BEM UNIPA kecam pernyataan Ketua KNPI Papua Tengah terkait pembungkaman kebebasan berpendapat

by Derek Kobepa
19 Mei 2026
in Papua, Politik
0
SHARES
275
VIEWS
Share on FacebookShare on Twitter

MANOKWARI, JELATANEWSPAPUA.COM – Badan Eksekutif Mahasiswa Universitas Papua (BEM UNIPA) secara resmi menyampaikan sorotan dan sikap kritis terhadap pernyataan Ketua KNPI Provinsi Papua Tengah, Yustinus Tebai, yang disampaikan saat turun langsung di lokasi aksi pelajar dan mahasiswa Papua Tengah di kawasan Pasar Karang, Nabire, Papua Tengah, Senin (18/05/2026).

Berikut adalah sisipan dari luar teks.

PR #1901, opened 2020-03-26
Improve the Rust examples

CryZe:
This Pull Request
 - formats the Rust examples idiomatically
 - uses idiomatic code
 - uses only safe code without compromising on performance
 - makes them compile on stable

### DIFF
--- a/examples/rust/Sum_over_array.rs
+++ b/examples/rust/Sum_over_array.rs
@@ -1,13 +1,3 @@
-pub fn sum_array_loop(input: &[i32]) -> i32 {
-  let mut sum: i32 = 0;
-
-  for i in 0..input.len() {
-    sum += input[i];
-  }
-
-  sum
-}
-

Dalam pernyataannya di hadapan massa aksi, Ketua KNPI Papua Tengah meminta agar pelajar dan mahasiswa “melihat situasi terkini” sebelum melakukan demonstrasi. Pernyataan tersebut kemudian menuai perhatian serius dari kalangan mahasiswa karena dinilai bukan sekadar imbauan biasa, melainkan memiliki makna yang dapat ditafsirkan sebagai upaya membatasi keberanian mahasiswa dalam menyampaikan aspirasi rakyat di muka umum.

BEM UNIPA menilai bahwa dalam sistem negara demokrasi, kebebasan menyampaikan pendapat merupakan hak konstitusional warga negara yang tidak boleh dibatasi oleh kepentingan politik, tekanan kekuasaan, maupun alasan stabilitas tertentu.

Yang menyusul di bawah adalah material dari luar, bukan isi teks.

PR #1915, opened 2020-04-11
Move thanks to "sponsors"

mattgodbolt:
This is a DRAFT as it contains some corporate sponsors I PLAIN MADE UP! :) So, a story:

* I started doing all the templating work on the client side...then I realised this is what `pug` is _made for_. So moved it to the server.
* This may have knock-on effects on caching etc, but right now I _think_ we're ok. And it's not the end of the world if they linger a while. I THINK. Thoughts welcomed.
* It's designed so that later we can (if it makes sense) take the yaml (yes, another config file format...) out and host it outside the repo. We'd still need to restart servers (or have them refresh the sponsors periodically).
* It's _off by default_ which is a change. You'll need to put `showSponsors=true` to have a look at it in your local compiler-explorer properties. I'm not sure what to do here.
* There's no docs. I'll update with some info as I realise more and more I totally rely on you folks reading my bloody mind about these things :) Which you very often just do, and I'm so grateful.

Deliberately keeping this low-key, for obvious reasons.
--

* Implement (server-side) templating and parsing of sponsors to take some
  of the toil out of updating what was thanks.html, and pave the way for
  making this dynamically loaded outside of the codebase.
* Support corporate sponsorships. Currently showing two (unapproved, NOT
  for merging) ideas of possible sponsors.
* Some minor tweaks to try and support small screens better for these.


RabsRincon:
Firefox (75.0) is not working properly for me locally.
Captura de pantalla de 2020-04-12 05-55-52

Meanwhile Chrome does seem to properly show the popup
Captura de pantalla de 2020-04-12 05-56-10

mattgodbolt:
Thanks @RabsRincon I'll take a look in some other browsers!

mattgodbolt:
I tried locally with FF75 and didn't see that; I'm super surprised. Is it reproducible at your end, and if so can you inspect the document. I have my suspicions that actually the server served up an empty set of sponsor blocks somehow, as I can't imagine the whole thing would vanish otherwise :grinning:

apmorton:
I don't recall if the thanks.html was served separately or part of the webpack bundle, but in either case this change now causes all the sponsor stuff to be served as part of every page load.

We could improve the page size of this without client side templating by making the contents of the sponsors popup be a partial page served on a separate endpoint (and cached with a longer lifetime).

Something like `/_partials/sponsors` which serves a rendered pug template that can be loaded via ajax and injected into the page when the sponsors dialog is loaded.

A similar API could exist to get a list of icons to display next to the sponsors button.

mattgodbolt:
Indeed; this is part of every pageload now (I didn't think it much as it's not very much text, but it _is_ on every load). I think the previous one was cached separately. We can definitely get the best of both worlds with the technique you suggest!

mattgodbolt:
The icons next to the sponsors button I'm less worried about: it would be one more web request to save us serving up a few bytes of data that changes very rarely.

RabsRincon:
For the shake of completion, the Firefox issue was caused by uBlock origin's EasyList `##.sponsor-block` filter

RabsRincon:
Issue fixed by a56f448 :zipper_mouth_face:

mattgodbolt:
Have removed the corporate sketches and this is now ready for any further comments: thanks folks!

PR #1920, opened 2020-04-14
Adding toml++

marzer:
It's header only so there wasn't really much to do. I just used the entries for nlohmann::json as a template since the integrations for the two libraries are very similar.  

I also added myself to CONTRIBUTING.md on the advice of the helpful PR template message :)

Related: mattgodbolt/compiler-explorer-image/pull/329


RabsRincon:
Hi! Thanks for taking the time to open both PRs to add the library, we really appreciate it :)

It seems your changes are great on both repos so I'll merge them now. I don't know when the next update to the live site will be, but it should not take us too long so expect to see the library available soon-ish

marzer:
@RabsRincon Awesome, thanks!

PR #1927, opened 2020-04-21
Add spy

jfalcou:
This will be the companion commit to the lib PR


etc/config/c++.amazon.properties
```diff
@@ -826,6 +826,12 @@ libs.ctre.versions.trunk.version=trunk
 libs.ctre.versions.trunk.path=/opt/compiler-explorer/libs/ctre/master/include
 libs.ctre.versions.v2.version=v2
 libs.ctre.versions.v2.path=/opt/compiler-explorer/libs/ctre/v2/include
+libs.spy.name=SPY
+libs.spy.description=C++17 constexpr settings detectors
+libs.spy.versions=v003
```
mattgodbolt, line 831: Can you add a `trunk` version here too please? (You're synching it so unless you specifically don't want it then)

etc/config/c++.amazon.properties
```diff
@@ -826,6 +826,12 @@ libs.ctre.versions.trunk.version=trunk
...
+libs.spy.url=https://github.com/jfalcou/spy
+libs.spy.versions.v003.version=v0.0.3
+libs.spy.versions.v003.path=/opt/compiler-explorer/libs/spy/include
```
mattgodbolt, line 834: the path is `/opt/compiler-explorer/libs/spy/0.0.3/include`

(and for trunk substitute `trunk` for `0.0.3`)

Ketua BEM UNIPA, Yenussom Rumaikeuw, menegaskan bahwa demonstrasi merupakan bagian dari hak demokratis yang telah dijamin secara jelas dalam Undang-Undang Dasar Negara Republik Indonesia Tahun 1945.

“Setiap orang berhak atas kebebasan berserikat, berkumpul, dan mengeluarkan pendapat,” tegas Yenussom mengutip Pasal 28E ayat (3) UUD 1945.

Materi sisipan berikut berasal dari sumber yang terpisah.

PR #1952, opened 2020-05-01
wip - selectiondags

damageboy:
Hi,

This is a draft PR adding [LLVM's SelectionDAG](https://releases.llvm.org/10.0.0/docs/CodeGenerator.html#introduction-to-selectiondags) as an alternative compilation view.

The resulting view generates a graphivz generated DAG on the server-side, in `.dot` format, proceeds to send it to the client, where it is rendered completely on the client-side (Graphviz is not cheap CPU wise) relying on [graphviz compiled to wasm](https://github.com/hpcc-systems/hpcc-js-wasm) and [d3-graphviz](https://github.com/magjac/d3-graphviz) for the rendering/heavy-lifting.

The resulting view supports switching between various phases/passes:
* combine1
* legalize-types 
* combine-lt
* legalize
* combine2
* isel
* sched

Each SelectionDAGs can be displayed, as the mouse hovers over nodes in the DAG, it's edges are highlighted to help navigate the DAG.
The view supports exporting to SVG+PNG, switching between functions, etc.

The "bad" news are, as discussed privately with @mattgodbolt, that I had to provide a minimal [patch for LLVM](https://github.com/damageboy/llvm-project/commit/ed0d356ac921aee6ca55189182a2a8508f16dc9f) which allows exporting the DAGs even when built-in release builds (with a new feature flag), as normally this feature is relegated to debug only builds. The patch also slightly tweaks the DAG generation by adding a legend and a clean way to invoke a "3rd-party" viewer to exfiltrate the generate file-name, otherwise, we'd end up firing off `xdg-open` on the server-side when generating the DAG.

Missing / incomplete / Stuff to worry about:

- [x] This is the first time I've done javascript, for real, so the code is... reviewable :)
- [ ] requires a patched LLVM, so meaningless without some work on the deployment side, or pushing this patch into mainstream LLVM
- [ ] Export to PNG doesn't work right now, hitting a weird bug.
- [ ] Doesn't demangle the results yet (function names, contents of `.dot` files)
- [ ] Could be missing DAGs supported by LLVM which I have not discovered yet (apparently there's a metric ton of them!)

I'd really like some guidance as to how we may want to move this forward, as well as a proper CR review from someone not as daft as I am in JS.


partouf:
Looks interesting. Is it possible to make a screenshot as to indicate how this would look in CE?

damageboy:
> Looks interesting. Is it possible to make a screenshot as to indicate how this would look in CE?

image

webpack.config.js
```diff
@@ -26,6 +26,12 @@ const plugins = [
             to: staticPath
         }
     ]),
+    new CopyWebpackPlugin([
```
damageboy, line 29: I'll address this ahead of time:
This was required to get the wasm file served statically, as that seems the only way.
It seems to be impossible to pack the wasm resources with webpack.

static/panes/selectiondag-view.js
```diff
@@ -0,0 +1,567 @@
...
+
+        canvas.toBlob( function (blob) {
+            var fileSize = Math.round(blob.length / 1024) + ' KB';
+            if ( callback ) callback( blob, fileSize );
+        });
+
+
+    };
+
+    image.src = imgSrc;
```
damageboy, line 385: This is blocking png export right now.

While I'm assigning the imgSrc to the generates image here, I can't get the `.onload` even to fire for some reason.

I'm sure it's something I don't understand about the environment that is causing this. If someone more knowledgeable about JS and the runtime environment where this is running on the client side, maybe I can help and be nudged into solving this.

etc/config/c++.defaults.properties
```diff
@@ -27,7 +27,7 @@ group.clang.compilers=clang7:clangdefault
 group.clang.intelAsm=-mllvm --x86-asm-syntax=intel
 compiler.clang7.exe=/usr/bin/clang++-7
 compiler.clang7.name=clang 7
-compiler.clangdefault.exe=/usr/bin/clang++
```
RabsRincon, line 30: Can you revert this change? If you need to set this locally, I'd recommend creating a copy of this file called `c++.local.properties` which overrides every other properties present

static/panes/selectiondag-view.js
```diff
@@ -0,0 +1,567 @@
+// Copyright (c) 2017, Najjar Chedy
```
RabsRincon, line 1: Outdated copyright header

webpack.config.js
apmorton: if nothing else, there is an example relating to wasm in the webpack repos: https://github.com/webpack/webpack/blob/master/examples/wasm-simple/webpack.config.js

the problem with the CopyWebackPlugin is that it doesn't put a hash in the resulting filename, which causes us problems if/when the file changes.

Our CDN is meant to be immutable, so we really need hashes in all filenames.

(the es6-shim above your addition is my fault and I take all responsibility for it).

I am a bit unclear what is actually referencing/loading `graphvizlib.wasm` to begin with - is there some light you can shed there?

damageboy:
> Some minor things. I've yet to properly test this but it looks great! Hopefully it wasn't too hard to get around our code :)

Not really. If you ignore my stumbling around JS in general. I had ample examples to learn from...

etc/config/c++.defaults.properties
damageboy: Sure, Will remove this

static/panes/selectiondag-view.js
damageboy: :+1:

webpack.config.js
damageboy: Sure thing.

I think currently the whole mechanism in d3-graphviz / hpcc-wasm for loading this is... hacky.

I tried to get some clarity as to what is supposed to happen here:
https://github.com/hpcc-systems/hpcc-js-wasm/issues/26

The issue I was trying to resolve is that without loading the wasm file, graphvizlib is DOA, naturally, this was failing for me:

https://github.com/hpcc-systems/hpcc-js-wasm/blob/1e4f67e26a94f9de6f6b1a7b9ceed85bceed3007/src/util.ts#L25

I admit this is a bit over my head in terms of what webpack does and how it interacts / intercepts calls to load `.wasm` files.

etc/config/c++.defaults.properties
mattgodbolt: Please do :) It's still modified in the version on github.

lib/base-compiler.js
```diff
@@ -856,9 +862,12 @@ class BaseCompiler {
     isCfgCompiler(compilerVersion) {
         return compilerVersion.includes("clang") ||
             compilerVersion.match(/^([\w-]*-)?g((\+\+)|(cc)|(dc))/g) !== null;
-
     }
 
+    isSelectionDAGCompiler(compilerVersion) {
+        return compilerVersion.includes("clang") || compilerVersion.includes("LLVM");
```
mattgodbolt, line 868: We might want to make this an explicit tag on the compiler if it requires a patched compiler. We can help with that (plus the configuration). The "compilerVersion" trickery is mostly to support as many compilers as possible without changing config; but if the default will be "doesn't support DAG" with one or two that do, then we can consider the config approach.

Thoughts?

lib/selection-dag.js
```diff
@@ -0,0 +1,96 @@
...
+// INTERRUPTION) HOWEVER CAUSED AND ON ANY THEORY OF LIABILITY, WHETHER IN
+// CONTRACT, STRICT LIABILITY, OR TORT (INCLUDING NEGLIGENCE OR OTHERWISE)
+// ARISING IN ANY WAY OUT OF THE USE OF THIS SOFTWARE, EVEN IF ADVISED OF THE
+// POSSIBILITY OF SUCH DAMAGE.
+const _ = require('underscore'),
+    path = require('path'),
+    fs = require('fs-extra'),
+    exec = require('./exec');
+
+/*function isLLVMBased(compilerType, version) {
```
mattgodbolt, line 29: I realise you're still working on this, but as and when we're ready to merge, I'd like to remove this commented-out code, or pop it somewhere it's used (and maybe tested if that makes sense).

lib/selection-dag.js
```diff
@@ -0,0 +1,96 @@
...
+        version.includes('rustc') ||
+        compilerType === 'swift' ||
+        compilerType === 'zig' ||
+        compilerType === 'ispc';
+}*/
+async function generateSDAGStructure(baseCompiler, irArr) {
+    const llcPath = path.join(path.dirname(baseCompiler.compiler.exe), 'llc');
+
+    const irSrc = _.pluck(irArr, 'text')
+        // Who doesn't like regex
```
mattgodbolt, line 41: hahaah right! Compiler Explorer is mostly held together with regexes, as you've probably noted.

lib/selection-dag.js
```diff
@@ -0,0 +1,96 @@
...
+        .map(function (x) { 
+            return x.replace(/(, )?!dbg[^{\\n]*/g, "")
+                .replace(/^.*call void @llvm.dbg.declare.*$/g, "")
+                .replace(/^.*call void @llvm.dbg.value.*$/g, "");            
+        }).join("\n");
+    
+    const dirPath = await baseCompiler.newTempDir();
```
mattgodbolt, line 48: Thanks for doing this all with the `async` stuff.

lib/selection-dag.js
```diff
@@ -0,0 +1,96 @@
...
+
+        inputFilename
+    ];
+
+    const execOptions = baseCompiler.getDefaultExecOptions();
+    
+    // Just give us the files
+    execOptions.env["LLVM_GRAPHVIZ_VIEWER"] = "echo";
+
+    const execResults = await
```
mattgodbolt, line 72: can you combine these lines please? I nearly fell off my chair going "oh no, `exec.execute` isn't being awaited" :P (it is, of course, but...)

lib/selection-dag.js
```diff
@@ -0,0 +1,96 @@
...
+        "-view-sched-dags",
+        //"-view-sunit-dags",
+
+        inputFilename
+    ];
+
+    const execOptions = baseCompiler.getDefaultExecOptions();
+    
+    // Just give us the files
+    execOptions.env["LLVM_GRAPHVIZ_VIEWER"] = "echo";
```
mattgodbolt, line 70: Cunning.

lib/selection-dag.js
```diff
@@ -0,0 +1,96 @@
...
+
+    const execResults = await
+    exec.execute(llcPath, options,  execOptions);
+
+    //const demangler = baseCompiler.demanglerClass ?
```
mattgodbolt, line 75: Do you need a hand with the demangling side of things?

static/components.js
```diff
@@ -175,6 +175,23 @@ module.exports = {
             }
         };
     },
+    getSelectionDAGView: function () {
```
mattgodbolt, line 178: Thanks: this file was never meant to be so big and sprawling...I appreciate your patience in navigating it...

static/panes/selectiondag-view.js
```diff
@@ -0,0 +1,567 @@
...
+    this.domRoot = container.getElement();
+    this.domRoot.html($('#selection-dag').html());
+    this.defaultCfgOutput = {nodes: [{id: 0, shape: 'box', label: 'No Output'}], edges: []};
+    this.alertSystem = new Alert();
+    this.alertSystem.prefixMessage = "Load-Saver: ";
+    this.binaryModeSupport = {
+        nodes: [{
+            id: 0,
+            shape: 'box',
+            label: 'Cfg mode cannot be used when the binary filter is set'
```
mattgodbolt, line 50: Can you update the label here please.

static/panes/selectiondag-view.js
```diff
@@ -0,0 +1,567 @@
...
+        return false;
+    }
+};
+
+SelectionDAG.prototype.saveDAGAsPNG = function () {
+    try {
+        var name = this.currentFunc + "-" + this.currentDag;
+        var graphSvg = this.placeholder.select("svg");
+        
+        // let svgContents = graphSvg
```
mattgodbolt, line 336: My usual "probably this is WIP but would be cool to clean this up when you're ready" :)

static/panes/selectiondag-view.js
mattgodbolt: This sounds less of a JS issue and more an HTML/DOM thing. My guess is the image isn't really "loaded" until it's placed into the document somewhere. I'd suggest tryinmg adding it to the `document`  and then if it fires you're golden. It'll then need to be removed from the document, and we might have to find a way to hide it in some way.

or maybe you need to use `document.createElement('img');` to link it to the document somehow? I know the ways of the DOM are subtle and quick to anger... just some thoughts!

static/panes/selectiondag-view.js
```diff
@@ -0,0 +1,567 @@
+// Copyright (c) 2020, Dan Shechter
```
mattgodbolt, line 1: Great stuff! Obviously quite a C&P but that's 100% ok, even encouraged. We can come back and try and find commonality later :) Thanks!

lib/base-compiler.js
damageboy: Sounds like the right way to go.
LLVM not built with the patch will not support this.

By "explicit tag on the compiler" you mean... something in the config file?

lib/selection-dag.js
damageboy: Sure, it related to your previous comment I guess.
If we are basically opt-in with some sort of config/other methods, that becomes "it".

lib/selection-dag.js
damageboy: I'll give it another go.

One problem was that if failed for me, but that must have been some silliness on my side.

The other is that I probably need to do some legwork and simply pipe all of the graphviz content through the demangler so it will clean up the function names for one thing, and cobble up the list of dags as well into one text and demangle it in one pass.

When you funnel large functions with many basic blocks it becomes.... ugly.
You might end up with 50 DAGs generated.

I really don't want to end up firing off 50 "c++filt" processes for each DAG, then 50 more for each function name, when I can probably get away with 2 calls flat.

static/panes/selectiondag-view.js
damageboy: Sure!

damageboy:
@mattgodbolt I want to clean up the UI slightly...
Once I'll do that I'll also address all of the remaining issues...

I now, finally, kind of understand how the current UI is actually not representative of what really happens when.

I think I'll end up showing a button bar along the lines of:


⮚ combine1 ⮚ legalize ⮚ combine2 

Where the **arrows** are the clickable element...

This way, I hope it will clear up (at least it finally cleared it up for me...) what the DAG represents.


For example, combine1 dag doesn't really tell you anything:
* Is this before combine1 ?
* Or is this after?

But by placing the arrow to the left of a non-clickable combine1 text, you end up with a clear visual cue that the arrow to the LEFT of combine 1 shows you the DAG before combine1 pass had occurred..

Does this sound reasonable?

mattgodbolt:
Hi @damageboy -- I'm so sorry I let this slip; it got lost in my dreadful inbox and I'm just getting back to inbox zero. I think honestly whatever you pick makes sense here; I trust your judgment. What you suggest makes sense though!

Let me know if I can help (and if I miss something don't be afraid to ping me on DMs in twitter or my guessable email address)

damageboy:
I'm all good. I think I did some UI touchups, I'll hopefully get to this in one of the upcoming weekends and finally be done with it, at least enough so we can try and push it to the beta site somehow :)

mattgodbolt:
Hi there!

Just checking in: we'd be very excited to get this in! We're hoping to merge a big PR that moves the server code over to typescript, which shouldn't affect this _too_ much, but I'm going over the open PRs to see how we can get as many merged as possible before we make such changes.

What UI touchups do you think this needs? Do you think they're required? Can we help in some way?

Cheers, Matt :smiley:

damageboy:
Hi there @mattgodbolt 

I'm a bit in limbo with regards to this.
I do need to do some more work on the "core" of the selection-dag retrieval.

My biggest hurdle was that I couldn't, for the life of me, figure out how to make the IR extracted round-trippable.

When I extract LLVM IR by default, it contains a lot of extra information, which I, unfortunately, attempted to remove with a steaming pile of regexp expressions.

While this initially seemed to work, it quickly showed limitations when switching compilers etc.

Since then, I've become aware that I might be having a better time with requesting clang/clang++ to extract the IR with `-g0` which reduces some if not most of the extra non compiling meta-data.

I will try to get back to this, as I really do want to see this inside to.
As for typescript, I can only welcome this, and would love to get a chance to do some rewriting with typescript.

mattgodbolt:
Thanks @damageboy

mattgodbolt:
hi @damageboy  - it's been a year or so. I'd of course love this but I'm going to close this PR. I still think it's awesome and I'd _love_ to get it in, but I figured if you have time to resurrect it (now we're mostly typescript yay) then we'd rush to help you get it working. But right now I'm trying to clean up our backlog of things.

Thanks for this: please don't take this the wrong way! Feel free to ping me over email, or on the Discord or Twitter if you'd like to discuss more!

Selain itu, hak menyampaikan pendapat di muka umum juga diatur dalam Undang-Undang Nomor 9 Tahun 1998 tentang Kemerdekaan Menyampaikan Pendapat di Muka Umum. Dalam undang-undang tersebut ditegaskan bahwa kemerdekaan menyampaikan pendapat merupakan hak setiap warga negara yang dilaksanakan secara bebas dan bertanggung jawab sesuai prinsip demokrasi dan negara hukum.

Badan Eksekutif Mahasiswa Universitas Cenderawasih, di depan Fakultas Kedokteran UNIPA (dok/prib)

Menurut Yenussom Rumaikeuw, pelajar dan mahasiswa sejak dahulu memiliki tanggung jawab historis dan moral untuk berdiri di garis depan perjuangan rakyat ketika ketidakadilan terjadi. Ia menilai sejarah bangsa Indonesia telah membuktikan bahwa berbagai perubahan besar lahir dari keberanian mahasiswa dan rakyat yang turun ke jalan menyuarakan kebenaran di tengah tekanan kekuasaan.

“Oleh sebab itu, tidak boleh ada pihak mana pun yang mencoba membatasi keberanian mahasiswa dengan alasan situasi politik, keamanan, maupun stabilitas daerah,” ujarnya.

Ia menilai bahwa pernyataan yang meminta mahasiswa untuk “melihat situasi terkini” sebelum melakukan aksi dapat dimaknai sebagai bentuk tekanan moral yang berpotensi melemahkan semangat perjuangan mahasiswa.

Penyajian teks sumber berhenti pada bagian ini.